Fox v. Marion County Detention Center
ORDER that the Court declines to adopt 21 Report and Recommendations and, instead denies 9 Motion to Dismiss on the alternative bases set forth. Signed by Honorable P. K. Holmes, III on March 27, 2013. (lw)
IN THE UNITED STATES DISTRICT COURT
WESTERN DISTRICT OF ARKANSAS
RODNEY A. FOX
Case No. 3:12-CV-03034
SHERIFF ROGER VICKERS; and
NATHAN ROGERS, Jail Administrator
Currently before the Court is the Report and Recommendation (Doc. 21) filed in this case
on October 16, 2012, by the Honorable James R. Marschewski, Chief United States Magistrate Judge
for the Western District of Arkansas. Also before the Court are Defendants’ objections (Doc. 26).
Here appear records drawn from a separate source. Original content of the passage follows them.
PR #1082, opened 2023-06-26
[CI] Update golangci linter step to avoid timeout

uri-weisman:
### Summary of your changes
Multiple builds are failing due to golangci linter timeout, instead of increasing the timeout let's try and add cache to the linter step, it might reduce the execution time.

- [failed build example](https://github.com/elastic/cloudbeat/actions/runs/5372870113/jobs/9746682963)

### Checklist


.github/workflows/unit-test.yml
```diff
@@ -122,7 +122,9 @@ jobs:
         uses: golangci/golangci-lint-action@v3.6.0
         with:
           version: latest
-          args: --timeout=10m --whole-files
+          args: --timeout=10m --whole-files -v
+          skip-pkg-cache: true
```
orestisfl, line 126: Doesn't this disable caching?

We might want to instead try running this job with the official instructions which claim that caching is enabled by default:

```
jobs:
  golangci:
    name: lint
    runs-on: ubuntu-latest
    steps:
      - uses: actions/checkout@v3
      - uses: actions/setup-go@v4
        with:
          go-version: '1.20'
          cache: false
      - name: golangci-lint
        uses: golangci/golangci-lint-action@v3
...
```

uri-weisman: I've added `skip-pkg-cache` to address a similar issue to this [one](https://github.com/golangci/golangci-lint-action/issues/23).
I'll try your suggested setup as well, however, I'm still experimenting so I'll make it a draft pr.

orestisfl (approved):

.github/workflows/unit-test.yml
```diff
@@ -103,26 +103,25 @@ jobs:
...
         with:
           token: ${{ secrets.GITHUB_TOKEN }}
           repository: ${{ (github.event.pull_request_target || github.event.pull_request).head.repo.full_name }}
           ref: ${{ (github.event.pull_request_target || github.event.pull_request).head.sha }}
 
+      - name: Set up Go
+        uses: actions/setup-go@v4
+        with:
+          go-version-file: .go-version
+          cache: false
```
oren-zohar, line 117: Seems like this would remove the caching, no?

oren-zohar (changes requested):

.github/workflows/unit-test.yml
orestisfl: Caching is supposed to be handled in https://github.com/golangci/golangci-lint-action

oren-zohar (approved):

Plaintiff did not file objections to the Report and Recommendation; he did, however, file a “Motion
to not dismiss case”1 after requesting an extension to file objections to the Report and
Recommendation. The Court construes Plaintiff’s “Motion to not dismiss case” as a comment on
the Report and Recommendation. However, Plaintiff’s Motion simply requests that his case not be
dismissed and contains no specific objections to any findings or recommendations by the Magistrate.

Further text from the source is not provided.